Diduga Akibat Perahu Pecah, Satu Nelayan Prigi Trenggalek ini Hilang

TRENGGALEK, KANALINDONESIA.COM: Nahas dialami Sarun (40), nelayan warga Dusun Karanggongso Desa Tasikmadu, Kecamatan Watulimo Trenggalek, Jawa Timur. Perahu yang ditumpanginya pecah dihantam ombak saat akan melaut mencari gurita di wilayah perairan Pantai Prigi Desa Tasikmadu Kecamatan Watulimo Kabupaten Trenggalek .

Hal itu dibenarkan Asnawi Suroso , Koordinator Pos Basarnas Trenggalek saat dikonfirmasi terkait adanya kejadian tersebut.

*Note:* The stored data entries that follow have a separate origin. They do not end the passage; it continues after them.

PR #7913, opened 2026-08-23
Remove inconsistent C4551 explanatory comments

aytey:
Follow-up to #7911, actioning @scoder's review comment ([r3838819988](https://github.com/cython/cython/pull/7911#discussion_r3838819988)):

> These comments are in some places but not all, so they serve little purpose but make the `void` lines look more important than they are. Either readers already know the pattern, or they wouldn't even notice the difference, or they wouldn't care, or if they do care and don't know it (which is the only case in which the comment would help), then they'd probably still have to look it up because they are more likely to hit a spot without comment than one with comment. I'll remove them.

Removes the C4551 explanatory comments from the three sites where they were added (`ExtensionTypes.c`, `MatchCase.c`, `ObjectHandling.c`). The `(void)&func;` fix itself is unchanged.


scoder:
Thanks

PR #7916, opened 2026-08-23
Use Limited API version in __PYX_ABI_MODULE_NAME

### LINKED ISSUE #7914: [BUG] 3.3.0 Limited API: shared `cython_function_or_method` type conflicts between modules targeting abi3 < 3.11 and 3.11
### Describe the bug

**note**: The issue report is generated by Claude and reviewed with limited understanding from my side.

Importing two Cython-3.3.0-compiled Limited API modules into one process fails when one targets `Py_LIMITED_API` < `0x030B0000` and the other targets `0x030B0000` (3.11):

```
TypeError: Shared Cython type cython_function_or_method has the wrong size, try recompiling
```

Regression from 3.2.9 (works fine there). Any process mixing abi3 wheels with different targets is affected; first seen in numpy's CI (`test_limited_api`, which builds abi3 3.9–3.15 variants — exactly the 3.11 variants fail on Linux/macOS/Windows).

### Cause

3.3.0 made the `__pyx_CyFunctionObject` layout depend on the Limited API target (`CythonFunction.c`, presumably via the #7519 layout rework):

```c
#if __PYX_LIMITED_VERSION_HEX < 0x030B0000
    // Backwards compatible way of implementing PyGen_GetCode? ...
    PyObject *func_is_coroutine;
#endif
```

while `func_vectorcall` exists only for targets ≥ 3.12 (`CYTHON_VECTORCALL`).

The shared-type registry is the dict of the module named `__PYX_ABI_MODULE_NAME` = `"_cython_" CYTHON_ABI`, and `CYTHON_ABI`'s `__PYX_LIMITED_ABI_SUFFIX` distinguishes vectorcall builds but nothing distinguishes the `< 0x030B0000` layout. So targets 3.9/3.10 and 3.11 share one registry entry with different `basicsize`, and `__Pyx_VerifyCachedType` rejects whichever size registers second. Observed (CPython 3.14.2, Linux, gcc):

| Py_LIMITED_API target | ABI module | CyFunction basicsize |
|---|---|---|
| 0x030A0000 | `_cython_3_3_0limitednofinalize` | 160 |
| 0x030B0000 | `_cython_3_3_0limitednofinalize` | **152** |
| 0x030C0000 | `_cython_3_3_0limited_vectorcallnofinalize` | 160 (no conflict) |

Possible fixes: add an ABI suffix for the `< 0x030B0000` layout split, or make the layout uniform across Limited API targets.

@da-woods 

```bash
printf 'def f():\n    return 1\n' > mod_a.pyx
cp mod_a.pyx mod_b.pyx
INC=$(python3 -c "import sysconfig; print(sysconfig.get_path('include'))")
cython -3 mod_a.pyx && gcc -shared -fPIC -DCYTHON_LIMITED_API=1 -DPy_LIMITED_API=0x030A0000 -I$INC mod_a.c -o mod_a.so
cython -3 mod_b.pyx && gcc -shared -fPIC -DCYTHON_LIMITED_API=1 -DPy_LIMITED_API=0x030B0000 -I$INC mod_b.c -o mod_b.so
python3 -c "import mod_a, mod_b"
```

Output with 3.3.0:

```
TypeError: Shared Cython type cython_function_or_method has the wrong size, try recompiling
```

With 3.2.9 both import fine (basicsize 152 for both targets).

### Expected behaviour

Limited API modules built with the same Cython version but different `Py_LIMITED_API` targets can be imported into the same process (as in ≤ 3.2.9), or are segregated into different shared ABI modules like the vectorcall builds already are.

### OS

Linux

### Python version

3.12

### Cython version

3.3

### Additional context

_No response_

da-woods:
since there are subtle differences and it's difficult to keep track of them all and remember to update it when things change.

Fixes #7914. The cost is that Cython won't identiy cyfunctions compiled with a different Limited API versions as cyfunctions. Which mostly means it won't do any cyfunc-specific optimizations.

### DIFF
--- a/Cython/Utility/ModuleSetupCode.c
+++ b/Cython/Utility/ModuleSetupCode.c
@@ -1478,12 +1478,33 @@ static int __Pyx_init_tpflags_variables(void) {
     // The limited API makes some significant changes to data structures, so we don't
     // want to share the implementations compiled with and without the limited API.
     #if CYTHON_VECTORCALL
-        #define __PYX_VECTORCALL_ABI_SUFFIX  "_vectorcall"
+        #define __PYX_VECTORCALL_ABI_SUFFIX  "vectorcall"
     #else
         #define __PYX_VECTORCALL_ABI_SUFFIX
     #endif
 
-    #define __PYX_LIMITED_ABI_SUFFIX "limited" __PYX_VECTORCALL_ABI_SUFFIX __PYX_AM_SEND_ABI_SUFFIX
+    #if __PYX_LIMITED_VERSION_HEX >= 0x03100000
+        #define __PYX_LIMITED_ABI_V_SUFFIX "16"
+    #elif __PYX_LIMITED_VERSION_HEX >= 0x030F0000
+        #define __PYX_LIMITED_ABI_V_SUFFIX "15"
+    #elif __PYX_LIMITED_VERSION_HEX >= 0x030E0000
+        #define __PYX_LIMITED_ABI_V_SUFFIX "14"
+    #elif __PYX_LIMITED_VERSION_HEX >= 0x030d0000
+        #define __PYX_LIMITED_ABI_V_SUFFIX "13"
+    #elif __PYX_LIMITED_VERSION_HEX >= 0x030C0000
+        #define __PYX_LIMITED_ABI_V_SUFFIX "12"
+    #elif __PYX_LIMITED_VERSION_HEX >= 0x030B0000
+        #define __PYX_LIMITED_ABI_V_SUFFIX "11"
+    #elif __PYX_LIMITED_VERSION_HEX >= 0x030A0000
+        #define __PYX_LIMITED_ABI_V_SUFFIX "10"
+    #elif __PYX_LIMITED_VERSION_HEX >= 0x03090000
+        #define __PYX_LIMITED_ABI_V_SUFFIX "9"
+    #else
+        // 8 and below are unsupported anyway
+        #define __PYX_LIMITED_ABI_V_SUFFIX "8"
+    #endif
+
+    #define __PYX_LIMITED_ABI_SUFFIX "limited" __PYX_LIMITED_ABI_V_SUFFIX "_" __PYX_VECTORCALL_ABI_SUFFIX __PYX_AM_SEND_ABI_SUFFIX
 #else
     #define __PYX_LIMITED_ABI_SUFFIX
 #endif
--- a/tests/run/isolated_limited_api_tests.srctree
+++ b/tests/run/isolated_limited_api_tests.srctree
@@ -57,7 +57,6 @@ for version in range(9, sys.version_info[1]+1):
 
     all_extensions.extend(
         cythonize(extensions, build_dir=build_dir))
-    all_extensions.extend(extensions)
 
 setup(
     ext_modules = all_extensions,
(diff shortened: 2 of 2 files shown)


tests/run/isolated_limited_api_tests.srctree
```diff
@@ -41,20 +42,22 @@ all_extensions = []
 
 for version in range(9, sys.version_info[1]+1):
     version_hex = f"0x03{version:02x}0000"
+    build_dir = cwd / f"py3{version}"
     extensions = []
 
     for module in modules:
+        shutil.copyfile(f"{module}.pyx", f"{module}_{version}.pyx")
```
da-woods, line 49: It looks like `cythonize` is spotting the same file name and caching the `define_macros` somewhere (so they were all being run with `Py_LIMITED_API` set to `0x03090000` which isn't the intent of the test). I'll pick this bit back to 3.2 to fix the test there.

Cython/Utility/ModuleSetupCode.c
```diff
@@ -1478,12 +1478,33 @@ static int __Pyx_init_tpflags_variables(void) {
...
+    #elif __PYX_LIMITED_VERSION_HEX >= 0x030B0000
+        #define __PYX_LIMITED_ABI_V_SUFFIX "11"
+    #elif __PYX_LIMITED_VERSION_HEX >= 0x030A0000
+        #define __PYX_LIMITED_ABI_V_SUFFIX "10"
+    #elif __PYX_LIMITED_VERSION_HEX >= 0x03090000
+        #define __PYX_LIMITED_ABI_V_SUFFIX "9"
+    #else
+        // 8 and below are unsupported anyway
+        #define __PYX_LIMITED_ABI_V_SUFFIX "8"
+    #endif
```
scoder, line 1504: I'm sure there is a level of indirection that could solve this, but it seems a truly hard problem to make the C preprocessor do any form of integer arithmetic. There is a Boost implementation of basic math operations that takes up several header files, and that's probably what it takes.

This is fine for what it does, and IIUC you added a test that intentionally fails in Py3.17 if (or rather when) we forget to update this.

scoder (approved):

scoder:
> cost is that Cython won't identiy cyfunctions compiled with a different Limited API versions as cyfunctions

… and async functions etc. But performance is the price that users have to pay for targeting the Stable ABI. And since the usual goal of that is to reduce the number of Python versions to build for, I don't expect that many different API versions to be targeted (3.9/11/12/15 seem reasonable), so the problem will be mitigated by practice.

da-woods:
> and IIUC you added a test that intentionally fails in Py3.17 if (or rather when) we forget to update this.

Yes, that's a good part of the intent of the test.

>  I don't expect that many different API versions to be targeted (3.9/11/12/15 seem reasonable), so the problem will be mitigated by practice.

I think you'd mainly hit it if you were mixing Cython code from different independent libraries. Which is probably relatively rare.

Will fix the Windows issue when I can. Slightly unfortunately, it seems to work locally for me (at least with a different Python version)

ngoldbaum:
I'm going to merge https://github.com/numpy/numpy/pull/32393 which pins NumPy's CI to require `Cython<3.3`. I'll remove that once there's a bugfix release out. If one of you could send in a PR to remove the pin when the release happens, I'd appreciate that.

ngoldbaum:
Actually never mind, I think I can do it with a test skip instead: https://github.com/numpy/numpy/pull/32407

Upper version pins never lead to fun times...

PR #7917, opened 2026-08-23
Ensure isolated limited test used correct Py_LIMITED_API

da-woods:
Cython was spotting the same file name, and caching the `define_macros` so it wasn't actually compiling with different limited API versions as intended.


da-woods:
PR is into 3.2.x

PR #7918, opened 2026-08-24
Move PyMethodDef structs into module state

scoder:
Allows moving docstrings and function names into the compressed string block and reusing them as unicode strings.

Maintains a bit of memory redundancy because the wrapper function of special methods still requires the UTF-8 encoded C string, and the docstring must be defined on the original function to correctly inherit it in subtypes.

Only applies to normal functions. Excludes extension type methods because they would require moving the whole type definition as well. It could be applied to our heap type declarations by making a part of the module struct conditional on that feature.


Cython/Utility/CythonFunction.c
```diff
@@ -1030,7 +1030,7 @@ static PyObject *__Pyx_CyFunction_Init(PyObject *op_in,
     op->func_name = NULL;
     Py_INCREF(qualname);
     op->func_qualname = qualname;
-    op->func_doc = NULL;
+    op->func_doc = __Pyx_XNewRef(docstring);
```
da-woods, line 1033: I think that lets you simplify the to `__doc__` attribute? I.e. it can probably just be an object memberdef ?

da-woods (commented):
I was wondering if module state was actually the best place for this? On the basis that the data wants to be initialized dynamically, but there's no real need to have a separate copy for every sub-interpreter for example since it's all constant data once initialized.
With that said, if you're initializing the docstrings of cyfunctions that may end up forcing the issue since those are PyObjects and so probably have to live in the module state.

PR #7923, opened 2026-08-24
Unpack coercion nodes in ExprStatNode.

### LINKED ISSUE #7922: [BUG] 3.3.0 regression: discarded `dict[str, int].pop(key, default)` generates invalid C (`&((PyObject *)tmp)`)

“Memang benar ada laporan ke kami mengenai musibah yang mengakibatkan 1 orang nelayan tenggelam di Perairan Prigi Desa Karanggandu Kecamatan siang tadi sekira pukul 12.00 Wib,” jelasnya,Senin (6/8/2018).

Asnawi menuturkan, bahwa korban bernama Sarun bersama sudaranya yang bernama Rifai berniat mencari gurita dengan menggunakan Kapal Motor (KM) Isabilla.

Baca:  Jenazah Terduga Teroris, Akan Dibawa ke Madiun ?

“Namun sesampainya dipantai wilayah Gunung Gelang, korban menggunakan perahu jenis kunting agar lebih mudah dalam mencari gurita sedangkan Rifai yang juga saksi tetap menunggu di KM Isabila,” imbuh Asnawi.

Karena ditunggu sampai lama korban ga kembali ke KM Isabila, maka saksi Rifai berinisiatif mencari korban. Dan setelah berkeliling beberapa saat, saksi Rifai hanya menemukan perahu kunting korban dalam kondisi pecah.

Diperkirakan, lanjut Asnawi bahwa perahu kunting dari korban Sarun ini dihantam ombak dan pecah. Karena Sarun tidak ditemukan maka kejadian itu dilaporkan ke Polsek Watulimo untuk selanjutnya diteruskan ke Pos Basarnas Trenggalek.

“Kemudian, dengan cepat kami terjunkan tim yang terdiri dari unsur Basarnas, Polisi, TNI, tim medis, nelayan dan relawan, pasalnya hari sudah menjelang malam, ” ujarnya.

Baca:  Meski Panenan Durian Menurun, Dewan Minta Tetap Bersyukur

Didukung alat utama peralatan Water Rescue lengkap, perlengkapan medis dan kendaraan Rescue Harrier Od tim diberangkatkan.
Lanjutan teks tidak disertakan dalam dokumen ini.